══ MATERIAL SHOWN ══
Issue #1637, opened 2025-05-17
MacMini M4 - Local Network Name Already in Use error


Mark-SoundEngineer:
Whenever 'RemoteShow' or 'StageShow' are enabled in Settings: Connections, the 'Network Name is Already in Use' error appears when the Freeshow is started. Every time.

Turning off these two options, prevents the error. After the error is accepted your mac local network make is changed (higher number added).

MacMini M4 Sequoia
 - FreeShow Version: V1.4.2 and V1.4.3

'RemoteShow' or 'StageShow' still work, but the operator has to clear the error each time the app is opened. The issues on different networks, but only on a Mac. A PC on the same network does not have the same issue.

Ideas??

Mark-SoundEngineer:
![Image](https://github.com/user-attachments/assets/b8fa3f30-ceb0-4b15-8789-ecbbc2bb131b)

armm29393:
Same with Macbook Air M2

vassbo:
That has happen to many mac users lately.

@Auxority Do you think it's caused by a package update?: https://github.com/ChurchApps/FreeShow/pull/1529

vassbo:
Got it. But it did not happen previously, only the last few weeks.

andrewgribben:
Yes it's definitely a recent occurence. I feel like there's some interplay between NDI, Bonjour and how the computer is advertised on the localnetwork

Auxority:
@vassbo we can always try to revert it locally and see what happens.

vassbo:
I don't have a mac, so I can't test it.

Auxority:
Ahh alright, then I’ll try later this week.

Mark-SoundEngineer:
> Have you tried to change the port number? Maybe add a 1 to the end of the port number, so 5510 becomes 55101.
> Gear icon->Connection->RemoteShow->Gear Icon->Port Gear icon->Connection->StageShow->Gear Icon->Port

I tried the above suggestion, but no joy I'm afraid.

vassbo:
@Mark-SoundEngineer What if you go back to FreeShow version 1.4.0, does that version not have this issue?

Auxority:
I experienced the same issue on 1.4.3 

![Image](https://github.com/user-attachments/assets/ffde5521-3064-4c4b-bcd8-3a7d11889b26)

vassbo:
[...]

PR #1958, opened 2025-08-11
upgrade minor versions of npm dependencies

Auxority:
Just ran these commands:

```sh
npx npm-check-updates --target minor -u
npm install
```

Hopefully fixes this: https://github.com/ChurchApps/FreeShow/issues/1637

### DIFF
--- a/package-lock.json
+++ b/package-lock.json
@@ -43,7 +43,7 @@
                 "socket.io": "^4.8.1",
                 "socket.io-client": "^4.8.1",
                 "sqlite-to-json": "^0.1.3",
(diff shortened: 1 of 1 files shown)


Auxority:
image

Not sure whether I should include this changed PDF.

vassbo:
Remember that `sqlite3` must stay at "5.1.6" still!

The pdf worker can be changed as that updates with the new `pdfjs-dist`  version.

Auxority:
I'll lock that version in the `package.json` then, to prevent issues in the future. Thanks for the reminder!

Perfect :)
═══
(BRIEF) What lines in the entries above hold "https"? Copy every one.

(SOLUTION)
![Image](https://github.com/user-attachments/assets/b8fa3f30-ceb0-4b15-8789-ecbbc2bb131b)
@Auxority Do you think it's caused by a package update?: https://github.com/ChurchApps/FreeShow/pull/1529
![Image](https://github.com/user-attachments/assets/ffde5521-3064-4c4b-bcd8-3a7d11889b26)
Hopefully fixes this: https://github.com/ChurchApps/FreeShow/issues/1637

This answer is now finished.